Since its birth in 2016, Yposkesi‘s promise has always been to support the pharmaceutical industries in their goal of bringing treatments to patients, often suffering from rare diseases for which no or few answers were available. This ambition is in line with the commitment of the AFM-Telethon, the company’s parent organization, a charitable association founded in 1958 in France by and for patients and families of patients with rare diseases. Bpifrance’s Sociétés de projets industriels (SPI) fund also contributed to the investment required to launch the biopharmaceutical subcontractor.
Yposkesi is the French leader in its sector, developing viral vectors clinical batches for biotechs and pharmaceutical companies, which will be used for human trials. The company is located in Corbeil-Essonnes, near Paris, in the heart of Genopole, a leading French biocluster for biotechnology and research in genomics and genetics.
It currently employs 200 people and will generate sales of €18.2 million in 2020. A second bioproduction plant, currently under construction, will be operational by the end of 2023. Eventually, nearly 300 experts will work on the 10,000m2 site. Yposkesi has been since 2021 70% owned by the South Korean group SK Inc.
“The gene and cell therapies that our clients develop are essential, often targeting diseases for which no treatment is currently available. Yposkesi helps develop these treatments so that patients have access to these innovative therapies.

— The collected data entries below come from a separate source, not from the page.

PR #14901, opened 2026-02-12
Fix grammar in `docs/fr/docs`

jgengo:
Just some minor grammar issues found in the French docs while skimming through it.

### DIFF
--- a/docs/fr/docs/async.md
+++ b/docs/fr/docs/async.md
@@ -39,7 +39,7 @@ def results():
 
 ---
 
-Si votre application n'a pas à communiquer avec une bibliothèque externe et pas à attendre de réponse, utilisez `async def`.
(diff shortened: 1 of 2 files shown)


jgengo:
reading at the GHA I'm not sure I understand why the pre-commit fails?

YuriiMotov:
[docs/fr/docs/features.md](https://github.com/fastapi/fastapi/pull/14901/changes#diff-eb94a100583644e8e6908c984b9921d3591ad276d54ebf1ca74052774e4bde79) hasn't been updated with our new translation script yet. So, it's outdated and doesn't pass validation. It will be re-translated soon and this mistakes will likely be fixed then.

As for `async.md` - the preferable way is to update [LLM-prompt](https://github.com/fastapi/fastapi/blob/master/docs/fr/llm-prompt.md) to avoid similar mistakes in the future

PR #14924, opened 2026-02-14
fix: propagate Mount objects when using include_router

kimchikingdom:
## Description

Fixes #10180

When an `APIRouter` with mounted sub-applications is included into a FastAPI app via `include_router()`, the `Mount` routes were silently ignored. This caused sub-apps mounted on a router to return 404 when accessed through the main app.

## Root Cause

`include_router()` in `routing.py` iterates over router routes and handles:
- `APIRoute`
- `routing.Route`
- `APIWebSocketRoute`
- `routing.WebSocketRoute`

...but **never `routing.Mount`**, so mounted sub-apps were simply dropped.

Additionally, `APIRouter.mount()` is inherited from Starlette's `Router.mount()` which does **not** apply `self.prefix` to the stored path (unlike `add_api_route()` which uses `self.prefix + path`). So the fix must apply both the `include_router` prefix and the router's own prefix when propagating `Mount` routes.

## Fix

Added a single `elif` branch to handle `routing.Mount` in `include_router()`:

```python
elif isinstance(route, routing.Mount):
    self.mount(prefix + router.prefix + route.path, route.app, name=route.name)
```

## Tests

Added `tests/test_router_mount.py` covering:

1. `APIRouter` with prefix + mounted sub-app → accessible at `/{router_prefix}/{mount_path}/...`
2. `APIRouter` without prefix + mounted sub-app → accessible at `/{mount_path}/...`
3. `include_router` with additional prefix → all prefixes combined correctly
4. Existing `APIRoute` handling unaffected alongside `Mount`

### DIFF
--- a/fastapi/applications.py
+++ b/fastapi/applications.py
@@ -1133,6 +1133,9 @@ class FastAPI(Starlette):
             scope["root_path"] = self.root_path
         await super().__call__(scope, receive, send)
 
+    def mount(self, path: str, app: ASGIApp, name: str | None = None) -> None:
+        self.router._mount(path, app=app, name=name)
+
     def add_api_route(
         self,
         path: str,
--- a/fastapi/routing.py
+++ b/fastapi/routing.py
@@ -74,6 +74,7 @@ from starlette.routing import (
     get_name,
 )
 from starlette.routing import Mount as Mount  # noqa
+from starlette.staticfiles import StaticFiles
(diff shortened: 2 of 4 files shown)


YuriiMotov:
@kimchikingdom, thanks for your interest!

I think sub-applications should be mounted to root application, not to sub-router. I can't come up with a use case when you really need to mount sub-app to sub-router.
The only exception I can see is `StaticFiles`.
I think we should go with https://github.com/fastapi/fastapi/pull/13944

PR #14925, opened 2026-02-14
Prevent IncEx reexport from being stripped from stubs.

nicolasdespres:
`pyright --createstub` strips out IncEx reexport line added by #14641, because it comes from module that it thinks is private.

This patch makes public at fastapi level.

Context: I use stubs because I deploy my fastapi server on an embedded devices and some of the dependencies are not installable on my workstation.

### DIFF
--- a/fastapi/types.py
+++ b/fastapi/types.py
@@ -1,12 +1,13 @@
 import types
 from collections.abc import Callable
 from enum import Enum
-from typing import Any, TypeVar, Union
+from typing import Any, TypeAlias, TypeVar, Union
 
 from pydantic import BaseModel
-from pydantic.main import IncEx as IncEx
+from pydantic.main import IncEx as _IncEx
 
 DecoratedCallable = TypeVar("DecoratedCallable", bound=Callable[..., Any])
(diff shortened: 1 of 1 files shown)


YuriiMotov:
It's common practice in FastAPI code to re-export types like this. Should we update all re-exports to use this way then?
Is there a way to configure `pyright` to handle this in a different way?

nicolasdespres:
I do not think it is necessary to update all re-exports. `from pydantic import BaseModel` is not stripped out probably because it is used later in the file. A quick search shows only a few places where fastapi imports "private" parts and apparently they are not re-exported. This is one is visible because IncEx appears in `Application.get` signature.

I have not found any option to change the behavior of pyright. It strips it out because it thinks it is redundant. Maybe the correct fix would be to define `__all__`?

nicolasdespres:
Well, you're right there are actually many places where imports get re-exported and pyright stripped them out because they are not used in the file. Using `__all__` would be the way to go but it is an invasive change. I think I'll drop this stubs approach.

YuriiMotov:
> I think I'll drop this stubs approach.

@nicolasdespres, should we close this then?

We play a small but critical role in this process,” Patrick Lansky, Vice President of Sales and Marketing in the United States.
Although totally independent from Genethon, Yposkesi continues to collaborate with the laboratory on several innovation programs and manufactures certain products for it.
The first therapeutic batches developed at Yposkesi are still in the development phase. “Progress and advancement are solid,” says Patrick Lansky. They target diseases of the muscle, blood and immune system, notably in oncology, ophthalmology, amyotrophic lateral sclerosis (ALS), Duchenne muscular dystrophy (DMD), but also for liver and heart diseases, mostly in orphan indications for which no treatment is currently available. The regulatory authorities can therefore grant an accelerated market procedure. In this context of expansion, participation in the American trade show is strategic. “BIO is a premier event that allows us to meet with existing and potentially new customers, as well as improve our brand awareness and name recognition within the industry”, concludes Patrick Lansky.